One particular risk is clearly Russia, including the technical question of Russia's ability to provide gas to Europe in the future.

I conclude with two issues. First, a few words about the Nord Stream project. The state of play at the moment is that the pipeline is supposed to go through the exclusive economic zones of four countries on the Baltic Sea (Finland, Sweden, Denmark, Germany), and the Nord Stream company is in the process of preparing an environmental-impact assessment for them. It has been in the works for quite some time, and the preliminary version that was discussed between the company and the environmental authorities was not satisfactory in the view of any of these countries. It doesn't help that the kind of information required by the four countries differs. Some, like Sweden and Finland, want very detailed plans and discussions. Denmark, it would seem, would be satisfied with a more general picture of the situation. After this environmental impact assessment has been submitted, it will be worked on by the independent environmental authorities in each of these northern European democracies. This process will take some time. Each of these countries has a veto right - although in that situation I wouldn't want to be in the shoes of the Finnish civil servant who has the responsibility to decide whether or not the Germans, Dutch and other European customers should get their gas via the Nord Stream.

Assuming that these bilateral dealings produce positive answers, there is a multilateral round in the UN framework, the Espoo Convention, where the other countries bordering the Baltic Sea can also put forward their views, without veto rights. Then, there will be a period for comments, complaints from civil society. This is when the going will get very interesting indeed: you can imagine all the fishermen's clubs and others filing complaints at all the possible EU instances, right up to the European Court of Human Rights, where people will be complaining that the pipeline at the bottom of the sea is an infringement of their human rights. All this has to happen in great solemnity and under conditions of open democratic procedures and political responsibility. In my country, it is impossible to start even preliminary construction works before the entire environmental process is completed. Here the legislation and practice of some other countries is somewhat different. In Sweden it would be possible; in my country it is not. There are two interesting things here. First, most Russians are completely unable to understand that there is indeed something called "civil society" in something called "Nordic democracies" and that this can delay any eventually possible construction of the pipeline. (Note this interesting difference: we are telling the Russians that Nord Stream is an environmental issue. At the same time, the Russians are told that Nabucco is a political and economic issue, that is, basically a commercial issue with no environmental connotations. Then the Russians are supposed to think that we are consistent decision-makers!) So, all this will cause a delay in the project - and that will bring some political complications. The gas was supposed to be flowing in 2011, but I would be surprised if construction work starts in 2011. This delay has implications. The companies involved will have to pay for shipping and other contracts they have lined up. There are people in Germany, in the Netherlands and elsewhere who have investment projects predicated on the assumption that the gas will be flowing in 2011.

Secondly, there is the obvious question: "What will be the ability of Russia to supply gas in, say, 2030 or any other realistic first possible dates for this pipeline to come on stream?" Shtokman is very, very far in the future even in the best of cases.
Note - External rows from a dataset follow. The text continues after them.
PR #103, opened 2018-12-28
fix hover functionality in info view

bryangingechen:
Depends on #101.

The code for hovering in the info view was written for the old `previewHTML()` command. I've moved the code from infoview-ctrl.js to infoview.ts so that it can make use of the new `acquireVsCodeApi()` object for passing messages to the extension.

This PR also contains a fix so that clicking on the message titles in the info view now scrolls you to the correct place in the open editor (rather than the current behavior of opening a new editor window).

### DIFF
--- a/src/infoview.ts
+++ b/src/infoview.ts
@@ -69,8 +69,6 @@ export class InfoProvider implements Disposable {
                 this.rerender();
             }),
             commands.registerCommand('_lean.revealPosition', this.revealEditorPosition),
-            commands.registerCommand('_lean.hoverPosition', (u, l, c) => { this.hoverEditorPosition(u, l, c); }),
-            commands.registerCommand('_lean.stopHover', () => { this.stopHover(); }),
             commands.registerCommand('_lean.infoView.pause', () => {
                 this.stopUpdating();
             }),
@@ -138,6 +136,17 @@ export class InfoProvider implements Disposable {
                 });
             this.webviewPanel.webview.html = this.render();
             this.webviewPanel.onDidDispose(() => this.webviewPanel = null);
+            this.webviewPanel.webview.onDidReceiveMessage((message) => {
+                switch (message.command) {
+                    case 'hoverPosition':
+                        this.hoverEditorPosition(message.data[0], message.data[1], message.data[2],
+                            message.data[3], message.data[4]);
+                        return;
+                    case 'stopHover':
+                        this.stopHover();
+                        return;
+                }
+            }, undefined, this.subscriptions);
         }
     }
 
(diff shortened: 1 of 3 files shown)


PatrickMassot:
Looks like thid has more commits than intended...

bryangingechen:
Indeed, this builds on some functionality from #100. I might have been able to make it completely independent with some git-fu but it might be easier just to look at this after the other one is merged.

src/infoview.ts
```diff
@@ -416,12 +446,15 @@ export class InfoProvider implements Disposable {
         return this.curMessages.map((m) => {
             const f = escapeHtml(m.file_name); const b = escapeHtml(basename(m.file_name));
             const l = m.pos_line.toString(); const c = m.pos_col.toString();
+            const el = m.end_pos_line ? m.end_pos_line.toString() : l;
```
gebner: `m.end_pos_line || l`.  I don't think we need to call `.toString()` here.

src/infoview.ts
```diff
@@ -351,6 +360,27 @@ export class InfoProvider implements Disposable {
                     function selectFilter(value) {
                         vscode.postMessage({command: 'selectFilter', filterId: parseInt(value)});
                     }
+                    function setupHover() {
```
gebner: Please move this function back to `infoview-ctrl.js`.

src/infoview.ts
```diff
@@ -69,8 +69,8 @@ export class InfoProvider implements Disposable {
                 this.rerender();
             }),
             commands.registerCommand('_lean.revealPosition', this.revealEditorPosition),
-            commands.registerCommand('_lean.hoverPosition', (u, l, c) => { this.hoverEditorPosition(u, l, c); }),
-            commands.registerCommand('_lean.stopHover', () => { this.stopHover(); }),
+            // commands.registerCommand('_lean.hoverPosition', (u, l, c) => { this.hoverEditorPosition(u, l, c); }),
```
gebner: If you remove the `_lean.hoverPosition` command, then please delete it completely.  Do not just comment it out.

src/infoview.ts
```diff
@@ -188,18 +195,20 @@ export class InfoProvider implements Disposable {
         for (const editor of window.visibleTextEditors) {
             if (editor.document.uri.toString() === uri.toString()) {
                 const pos = new Position(line - 1, column);
-                window.showTextDocument(editor.document);
```
gebner: What's the rationale for this change here?  Again, please do not comment out, just remove it.

gebner: Ok, then please remove the line.

src/infoview.ts
bryangingechen: I just tried this and I'm having some trouble with tslint. How do I get typescript to recognize `acquireVsCodeApi`?

bryangingechen:
I'm going to try to clean this up so that this can be merged before the filter branch.

src/infoview.ts
gebner: The quick fix is to remove `@ts-check` from that file.  Ideally we'd use the typescript compiler to compile that file as well (then we could use `import`, `declare function`, etc.) but I'm not sure how to set that up.

bryangingechen:
Done.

Old pipeline routes here are somewhat different now. Yamal faces huge technological challenges as well: it is on a peninsula that consists basically of frozen mud blended with salty water. And there is a possibility that global warming could eventually mean that Yamal stops being onshore and becomes offshore, with an offshore railroad.

A final word about energy in Russia. For the first time they are taking energy efficiency seriously. That is a good thing, and it may be that this is a very interesting business area with the Russians in the future. They have nothing to supply in that field but money, and that sounds like a reasonable proposition to me.